Lost muscle but gained fat and about a 5 lb. weight gain. Among other things. Those improved health markers-bp, cholesterol, etc. actually do have an impact in the long term.
Lost weight- probably mostly muscle. Strength’s coming back
That’s the opposite of me. My strength only went down a bit. Like 2.5-5 lbs in isolation exercises and 5-15 lbs in compound lifts. Not a major loss compared to the muscle mass. Might because I was still training regularly but I wasn’t getting enough protein.
Might be true but I am still getting my carbs in my crappy diet. Also I don’t feel depleted so it is most probably muscle loss
I don’t plan on ever finding out
Well, you can plan not to, but sometimes shit just happens
In April, I went in for a visa medical exam and walked out learning that I had 17 years of fluid buildup in my right kidney…
Muscle cell volume can change drastically. Something like 30x by volume or something of that magnitude.
Loss like that falls under basic atrophy and can be gotten back pretty easily. It’s not like muscle loss from trauma or disease.

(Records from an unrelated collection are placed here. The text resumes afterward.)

PR #1843, opened 2025-01-21
feat: ETLng task manager

godexsoft:
Implementation of a task manager for ETL ng.
There are a couple TODOs left that require some changes in AsyncFramework to implement properly - I'd like to leave it for a separate PR and then fix those TODOs in a later stage of ETL ng implementation.


src/etlng/impl/TaskManager.cpp
```diff
@@ -0,0 +1,135 @@
...
+}
+
+void
+TaskManager::wait()
+{
+    for (auto& extractor : extractors_)
+        extractor.wait();
+    for (auto& loader : loaders_)
+        loader.wait();
+}
```
kuznetsss, line 130: Should it be a separate method?

src/feed/SubscriptionManager.cpp
```diff
@@ -50,7 +50,7 @@ void
 SubscriptionManager::pubBookChanges(
     ripple::LedgerHeader const& lgrInfo,
     std::vector<data::TransactionAndMetadata> const& transactions
-) const
```
kuznetsss, line 53: Why?

src/util/StrandedPriorityQueue.hpp
```diff
@@ -0,0 +1,98 @@
...
+class StrandedPriorityQueue {
+    util::async::AnyStrand strand_;
+    std::priority_queue<T, std::vector<T>, Compare> queue_;
+
+public:
+    /**
+     * @brief Construct a new priority queue on a strand
+     * @param strand The strand to use
+     */
+    StrandedPriorityQueue(util::async::AnyStrand&& strand) : strand_(std::move(strand))
```
kuznetsss: Shouldn't there be a size limit for the queue to prevent overload?

src/etlng/impl/TaskManager.cpp
```diff
@@ -0,0 +1,135 @@
...
+
+TaskManager::~TaskManager()
+{
+    stop();
+}
+
+void
+TaskManager::run()
+{
+    static constexpr auto kEXTRACTION_WORKERS = 5;
```
kuznetsss: Should this come from config?

tests/unit/etlng/TaskManagerTests.cpp
```diff
@@ -0,0 +1,134 @@
...
+    MOCK_METHOD(void, load, (LedgerData const&), (override));
+    MOCK_METHOD(std::optional<ripple::LedgerHeader>, loadInitialLedger, (LedgerData const&), (override));
+};
+
+struct TaskManagerTests : NoLoggerFixture {
+protected:
+    util::async::CoroExecutionContext ctx_{2};
+    std::shared_ptr<MockScheduler> mockSchedulerPtr_ = std::make_shared<MockScheduler>();
+    std::shared_ptr<MockExtractor> mockExtractorPtr_ = std::make_shared<MockExtractor>();
+    std::shared_ptr<MockLoader> mockLoaderPtr_ = std::make_shared<MockLoader>();
```
kuznetsss: Maybe strict or nice mocks?

src/feed/SubscriptionManager.cpp
godexsoft: This is due to removal of const all over the place in Strand. Kind of a chain reaction.
The change in Strand is consistent with the same changes in Contexts themselves though - we just did not notice this before.

src/util/StrandedPriorityQueue.hpp
godexsoft: Yeah, probably. I can add something 👍

src/etlng/impl/TaskManager.cpp
godexsoft: Yeah, ideally

src/etlng/impl/TaskManager.cpp
godexsoft: Not sure i understand the question. It's separate now because it's used in both `stop` and `run`. Please clarify

src/util/async/AnyStrand.hpp
```diff
@@ -61,7 +62,7 @@ class AnyStrand {
      * @return The type-erased operation
      */
     [[nodiscard]] auto
-    execute(SomeHandlerWithoutStopToken auto&& fn) const
+    execute(SomeHandlerWithoutStopToken auto&& fn)
```
cindyyan317, line 65: Why can't it be const any more?

tests/unit/util/StrandedPriorityQueueTests.cpp
```diff
@@ -0,0 +1,127 @@
...
+{
+    async::CoroExecutionContext realCtx{6};
+    async::AnyExecutionContext ctx{realCtx};
+    StrandedPriorityQueue<TestData> queue{ctx.makeStrand()};
+
+    EXPECT_TRUE(queue.empty());
+    static constexpr auto kTOTAL_THREADS = 5u;
+    static constexpr auto kTOTAL_ITEMS_PER_THREAD = 100u;
+
+    std::vector<async::AnyOperation<void>> tasks;
```
cindyyan317, line 105: This test will pass if `enqueue` does not work at all. Maybe we can check the size/emptyness of the queue after threads end.

src/etlng/impl/TaskManager.cpp
kuznetsss: Sorry, I mean, what is the use case of it as a separate method? Why not to put this into `stop()`?

godexsoft: Because it's used in both stop and run. It's also private anyways, basically a helper function

tests/unit/util/StrandedPriorityQueueTests.cpp
godexsoft: While writing it i thought so too but i decided it's not really possible if the constants are non-zero. I can add some checks to make sure the queue had data in it.

cindyyan317 (dismissed):
LGTM

tests/unit/util/StrandedPriorityQueueTests.cpp
```diff
@@ -46,8 +50,9 @@ TEST(StrandedPriorityQueueTests, DefaultPriority)
     util::async::CoroExecutionContext ctx;
     StrandedPriorityQueue<TestData> queue{ctx.makeStrand()};
 
-    for (auto i = 0u; i < 100u; ++i)
-        queue.enqueue(TestData{.seq = i});
+    for (auto i = 0u; i < 100u; ++i) {
+        [[maybe_unused]] auto unused = queue.enqueue(TestData{.seq = i});
```
kuznetsss: Sholdn't this be `EXPECT_TRUE()`?

kuznetsss (approved):

cindyyan317 (approved):

PR #1851, opened 2025-01-24
refactor: Use mutex from utils

### LINKED ISSUE #1359: Use mutex from utils
Mutex from utils (https://github.com/XRPLF/clio/blob/develop/src/util/Mutex.hpp) improves readability of code making it obvious which data is protected by mutex. We should refactor code to use it where possible.

kuznetsss:
Fixes #1359.


godexsoft (approved):
Not a fan of how more places need to write `template` now and even less of a fan of `operator[](m)` but it works. You can avoid the extra `template` via a helper function but that makes the API less discoverable so that's a trade off I suppose.

cindyyan317 (approved):

PR #1853, opened 2025-01-28
fix: CacheLoader causes crash when no cache is used

kuznetsss:
If cache is disabled or Clio starts with and empty DB, `loader_` inside cache is not created. So calling `CacheLoader::stop()` or `CacheLoader::wait()` was causing crash.


godexsoft (approved):
Nice! Thanks for fixing this 👍

PR #1859, opened 2025-01-29
refactor: Remove boost filesystem

PeterChen13579:


godexsoft (approved):
LGTM 👍 The TmpFile uses a system function that gives us warnings but that's out of scope for this PR.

Getting some carbs doesn’t mean you are effectively storing a lot of glycogen in the muscles. The liver can store glycogen as well. What exactly does “feeling depleted” even feel like?
Did you lose a lot of strength? If you didn’t, what makes you think you lost muscle? If you have lost a ton strength, then of course there’s no question you lost muscle so why ask?
I have gone through some similar things because I get flattened out pretty bad preparing more martial arts tournaments in late spring and late fall. And I have to watch my weight at those times so I can’t just load up carbs and lift harder. Pretty everything gets focused on conditioning and technique. But in offseasons I have no trouble gaining weight back and visibly improving body composition. I firmly believe its mostly fluctuating glycogen stores in the muscle.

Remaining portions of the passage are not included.